> _What you will do_
Below are the records. Reproduce the line that contains "-2,6 +2,7 @@ use" and every line after it to the end, exactly and alone.

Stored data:
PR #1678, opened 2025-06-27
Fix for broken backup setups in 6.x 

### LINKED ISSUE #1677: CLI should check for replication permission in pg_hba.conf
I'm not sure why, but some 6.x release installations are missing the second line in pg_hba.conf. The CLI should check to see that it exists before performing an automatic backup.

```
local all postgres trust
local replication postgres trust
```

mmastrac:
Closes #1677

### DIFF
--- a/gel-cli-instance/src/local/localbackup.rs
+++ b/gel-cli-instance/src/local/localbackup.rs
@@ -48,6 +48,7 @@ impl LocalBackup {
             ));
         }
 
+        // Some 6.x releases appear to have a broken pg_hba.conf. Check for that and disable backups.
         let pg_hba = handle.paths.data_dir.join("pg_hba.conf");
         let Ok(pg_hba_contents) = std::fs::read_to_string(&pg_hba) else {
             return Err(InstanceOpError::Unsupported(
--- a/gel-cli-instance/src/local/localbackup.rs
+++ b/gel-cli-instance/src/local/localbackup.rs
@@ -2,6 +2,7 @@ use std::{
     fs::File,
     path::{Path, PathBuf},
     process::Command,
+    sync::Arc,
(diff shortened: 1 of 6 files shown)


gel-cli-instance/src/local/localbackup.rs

> _Finished task_
@@ -2,6 +2,7 @@ use std::{
     fs::File,
     path::{Path, PathBuf},
     process::Command,
+    sync::Arc,
(diff shortened: 1 of 6 files shown)


gel-cli-instance/src/local/localbackup.rs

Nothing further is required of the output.